要配慮者住居 神奈川県内2戸 認知度不足、黒岩知事対策へ

 神奈川県は16日、賃貸住宅への入居を断られやすい単身高齢者や外国人などに空き物件を提供する制度について、県内の登録が2戸にとどまっていることを明らかにした。国は2020年度末までに全国で17万5千戸の登録を掲げており、黒岩祐治知事は「住宅確保要配慮者の居住の安定のため重要な施策」と述べ、全県的に取り組む方針を示した。

 昨年4月に成立した改正住宅セーフティーネット法に基づく新制度で、所有者に物件を登録してもらい、自治体が改修費や家賃の一部を補助する仕組み。県は空き家や賃貸住宅の登録とともに、入居相談や安否確認を担う「居住支援法人」の指定を進めている。

 だが同日現在で登録物件は横浜市と寒川町の各1部屋、支援法人も1件のみ。

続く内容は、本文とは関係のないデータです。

PR #30, opened 2017-02-16
cpu.h: Another CPP fixup

erikd:
Just a temp PR to force a travis build.

### DIFF
--- a/src/libFLAC/include/private/cpu.h
+++ b/src/libFLAC/include/private/cpu.h
@@ -55,6 +55,9 @@
 
 #endif
 
+#ifndef __has_attribute
+#define __has_attribute(x) 0
+#endif
 
 #if FLAC__HAS_X86INTRIN
 /* SSE intrinsics support by ICC/MSVC/GCC */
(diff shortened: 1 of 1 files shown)


lvqcl:
So the relevant part of the code is basically:
```
#if defined __INTEL_COMPILER
...
#elif defined _MSC_VER
...
#elif defined __clang__ && __has_attribute(__target__) /* clang */
...
#elif !defined __clang__ && (__GNUC__ > 4 || (__GNUC__ == 4 && __GNUC_MINOR__ >= 9)) /* GCC 4.9+ */
...
#else /* older GCC and clang */
...
#endif /* compiler version */
```

It seems that a compiler other than ICC/MSVC/clang/GCC can complain about undefined    ̲ ̲ GNUC ̲ ̲ variable in the [line 111](https://github.com/erikd/flac/blob/da103e11eb82c98f395bcfcec05be646c8b28eba/src/libFLAC/include/private/cpu.h#L111), so it's better to write it as:
```
#elif defined __GNUC__ && !defined __clang__ && (__GNUC__ > 4 || (__GNUC__ == 4 && __GNUC_MINOR__ >= 9)) /* GCC 4.9+ */
```
And the comment  _/* older GCC and clang */_  is now incorrect, so it's better to remove it.

Another possibility is to go back to [this version](https://github.com/xiph/flac/blob/3a7884bf532b134804a83632527d2de9a6b25a30/src/libFLAC/include/private/cpu.h) and to add (#ifndef/#define __has_attribute)  to it.

erikd:
The problem with the version you suggest is that it has excessive/un-needed nesting of `#ifdef`. I think added an extra `defined __GNUC__` is a better options.

erikd:
Damn pushed it to Xiph instead of here.

erikd:
Closing.

PR #33, opened 2017-06-22
Update lpc_intrin_sse.c

Shark64:
Minor change, remove redundant assignment before broadcasting into xmm registers


erikd:
@lvqcl What do you think?

lvqcl:
I tested MSVS 2105 and GCC 7.1, and they generate exactly the same code before and after this change, so it should be OK.

erikd:
Thanks @lvqcl for reviewing.

Thanks @Shark64 for the patch. I've manually merged it into the Xiph.org git tree which will be mirrored here in the next 24 or so hours.

PR #34, opened 2017-06-22
Silence warning regarding -finline-functions, it is a gcc-specfic flag

riggs-:
clang issues warnings about -finline-functions being an unrecognised flag. This patch adapts CFLAGS such that it is only used on gcc where it is a recognised flag.


erikd:
Thanks! Applied manually. Should show up here on Github with the next 24 hours.

PR #35, opened 2017-06-22
Add missing prototype for construct_block, silence compilation warning

riggs-:
Tested on clang only so far.


erikd:
Thanks! Applied manually. Should show up here on Github with the next 24 hours.

PR #36, opened 2017-06-29
Correct flattop window coefficients, normalising window amplitude to 1

riggs-:
The flattop window is generated based on the coefficients as described in https://octave.sourceforge.io/signal/function/flattopwin.html, but normalisation is not performed. This results in an amplitude of more than 4.6 at the center of the window. Using the normalised coefficients as given in https://au.mathworks.com/help/signal/ref/flattopwin.html?s_tid=gn_loc_drop, the window is properly normalised with and amplitude of 1.0 at the center.

(All the other windows are already correctly normalised to a maximum amplitude of 1.0 at the highest point(s).)

### DIFF
--- a/src/libFLAC/window.c
+++ b/src/libFLAC/window.c
@@ -109,7 +109,7 @@ void FLAC__window_flattop(FLAC__real *window, const FLAC__int32 L)
 	FLAC__int32 n;
 
 	for (n = 0; n < L; n++)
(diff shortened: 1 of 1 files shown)


erikd:
Merging this to the Xiph.org Git tree. Should be mirrored here within about 24 hours. Thanks!

PR #41, opened 2017-08-20
Proposal: Change apodization parameters for built-in compression levels 7 and 8

riggs-:
I spend some time throwing various content at the encoder with lots of apodization settings and captured how often a particular apodization function resulted in the best encoding.
Long story short: The previous level-8 apodization settings are the best choice in about 75% of all frames.

Due to the fact that even single thread performance of CPUs has improved a bit since the compression levels have been changed last, I propose the new levels given in this patch. 
Rationale:
The proposed apodization settings for level 8 are the best choice in about 80% of all frames in my tests. 80% is a reasonable Pareto based approach. The encoder slowdown for adding those apodizations is very small and likely not an issue for most users, given the current CPUs.

Details:
- Use the apodization parameters previously used for level 8 now in level 7
- Update the level 8 apodization parameters to yield slightly better
  compression
- Update manpage accordingly

### DIFF
--- a/man/flac.1
+++ b/man/flac.1
@@ -264,10 +264,10 @@ Synonymous with -l 8 -b 4096 -m -r 5
 Synonymous with -l 8 -b 4096 -m -r 6 -A tukey(0.5) -A partial_tukey(2)
 .TP
 \fB-7, --compression-level-7\fR
-Synonymous with -l 12 -b 4096 -m -r 6 -A tukey(0.5) -A partial_tukey(2)
+Synonymous with -l 12 -b 4096 -m -r 6 -A tukey(0.5) -A partial_tukey(2) -A punchout_tukey(3)
 .TP
 \fB-8, --compression-level-8\fR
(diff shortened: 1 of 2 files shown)


riggs-:
Actually, let's put this on hold. I have found a small number of edge cases where the new settings perform worse than before. Although the size is only about 0.01% worse, I'd like to investigate. Will update the pull request when I have results.

erikd:
👍 On hold. I've been super busy and not had a proper chance to look at this.

riggs-:
I have done some more testing with various apodization settings and encoding time measurement. While it is always nice to improve compression, the results show that changing the compression presets do note make sense from an economical point of view. In my tests, in order to consistently save ~1 MB compared to ~500 MB (0.2%) flac content compressed with the current '-8' preset, the encoding time would almost **double**. This is much worse than I hoped when working with the patch set.

Summarising, it does not make sense to change the built-in presets -0 to -8 at this point in time.
Users who are willing to accept the tiny gains in compression at the expense of much greater encoding time costs can still use more expensive compression settings via the command line.

Closing this pull request for now.

erikd:
👍 Thanks for investigating this anyway.

PR #47, opened 2017-12-04
libFLAC : new function returns client_data from decoder

ChristopD:
Hello,

As developer, i'm actually writing java interface to use libFLAC with JNA, to reproduce "flac -t" function, needed to validate/unvalidate flac files before sending them in our preservation system.

The most part of implementation with JNA is working fine. Callback are called, and client_data parameter is a smart way to keep custom datas.
My problem is : when error_callback is called, we update client_data to add error status, but client_data reference (java side) is never updated while native code of libFlac receive an updated client_data from callback call.
Use a class variable is working fine, but it's not a safe way to solve our problem in thread context.

The only thing is missing to us, is a function to return client_data from decoder in libFLAC. With this simple function, we can get our client_data, with error status and cause stored in out client_data structure.

If this modification could be added into libFLAC, it should help other JNA implementers, and avoid a patch-task for new libFLAC releases.

Thanks for you attention and for the great work !
Best regards,

Christophe Dumont

### DIFF
--- a/src/libFLAC/include/protected/stream_decoder.h
+++ b/src/libFLAC/include/protected/stream_decoder.h
@@ -57,4 +57,9 @@ typedef struct FLAC__StreamDecoderProtected {
  */
 uint32_t FLAC__stream_decoder_get_input_bytes_unconsumed(const FLAC__StreamDecoder *decoder);
 
+/*
+ * return client_data from decoder
+ */
+FLAC_API void *get_client_data_from_decoder(FLAC__StreamDecoder *decoder);
+
 #endif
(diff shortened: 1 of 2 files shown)


erikd:
Applied to git.xiph.org repo.  It should show up here in Github within 24 hours.

Thanks!

sezero:
This function is marked as public (FLAC_API) but new function's prototype
is added to src/libFLAC/include/protected/stream_decoder.h and not to the
public include stream_decoder.h, therefore applications aren't aware of it.
Also, despite the new function being public, it isn't prefixed by `FLAC_`

See:  https://github.com/xiph/flac/issues/121

PR #49, opened 2018-01-05
UWP build fix

claudiuslollarius:
This is to allow libflac to build in UWP.
`CreateFileA` and `CreateFileW` are not available on UWP, `CreateFile2` needs to be used instead.


erikd:
Merged to https://git.xiph.org/flac.git . It should show up here within about 24 hours.

Thanks!

PR #52, opened 2018-02-05
libFLAC: refactor restart/flush from init/finish

gabrielcorneanu:
As discussed on mailing list, I tried to split those functions. My goal was to allow using the same encoder without re-initializing everything (avoiding lots of malloc, etc).
I have an application compressing hundreds of thousands of small signals (a few k-samples), the time saving are up to 25% on corner cases.
The original API should work as before.
One other small change: default empty vorbis comment is only generated for ogg files; flac streams are valid without this block.
Flac.exe seems to generate it anyway, which I don't really care.


src/libFLAC/stream_encoder.c
```diff
@@ -1146,6 +1092,88 @@ static FLAC__StreamEncoderInitStatus init_stream_internal_(
 	encoder->protected_->seektable_offset = 0;
 	encoder->protected_->audio_offset = 0;
 
+	FLAC__bitwriter_release_buffer(encoder->private_->frame);
+	FLAC__bitwriter_clear(encoder->private_->frame);
+
+#if FLAC__HAS_OGG
+	/* reorder metadata if necessary to ensure that any VORBIS_COMMENT is the first, according to the mapping spec */
+	if(is_ogg && 0 != encoder->protected_->metadata && encoder->protected_->num_metadata_blocks > 1) {
```
moisesmcardona: This fails because `is_ogg` is undefined. I believe it should be `encoder->private_->is_ogg`

ktmf01 (changes requested):
This code doesn't actually prevent a Vorbiscomment from being generated. At this point, there is usually already a Vorbiscomment in `encoder->protected_->metadata[]`, and `metadata_has_vorbis_comment` is already true.  

Besides, not adding a default Vorbis comment by default seems like a very bad idea to me, because the vendor string is added there. Not having that doesn't seem worth saving 40 bytes per file to me.

I would strongly advice against merging this commit in its current form. I think the vendor string has to much value to not enable it by default. For such a specific corner case in usage far out-of-scope for FLAC, I think there is nothing wrong with expert users patching it in themselves.

gabrielcorneanu:
I didn't suggest not having comments by default 😊.
I just need a way to remove/avoid them.

ktmf01:
Yes, but d5b1413 does neither, while its name suggest it disables outputting a vorbiscomment block. 

Anyway, I wrote you a patch that does what I think you want: it adds a define that when enabled stops FLAC from adding any metadata beyond a STREAMINFO block. `make check` fails obviously, because it expects that metadata. You can find it here: https://github.com/ktmf01/flac/commit/334ffe32924c8e41a38cdc3d51f8d645842d9dc2 I hope you like it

認知度不足の上、国土交通省がまとめた制度のため、福祉部門との連携が不十分な点などが指摘される。

 15年の国勢調査によると、県内の高齢者世帯は約83万、外国人世帯約9万、ひとり親世帯は約5万。その一方、民間住宅では家賃滞納や孤独死などを理由に二の足を踏む家主がいる実態も明らかになった。

 国交省の資料では、単身高齢者の入居に拒否感がある家主は65%、生活保護受給者に対しては60%に上った。人口減で公営住宅の増加が見込めない中、単身高齢者は今後10年で100万人増加すると推計され、安心して暮らせる住宅の確保が求められている。

 知事は「福祉関係団体が不動産に関する知識を得て、住宅確保要配慮者と家主をつなぐ役割を担ってもらうことが必要」と強調。福祉関係団体向けの説明会を開くとともに、自治体や不動産団体などでつくる「居住支援協議会」を市町村ごとに広げるとした。

 同日の県議会本会議で渡辺均氏(公明党)の質問に答えた。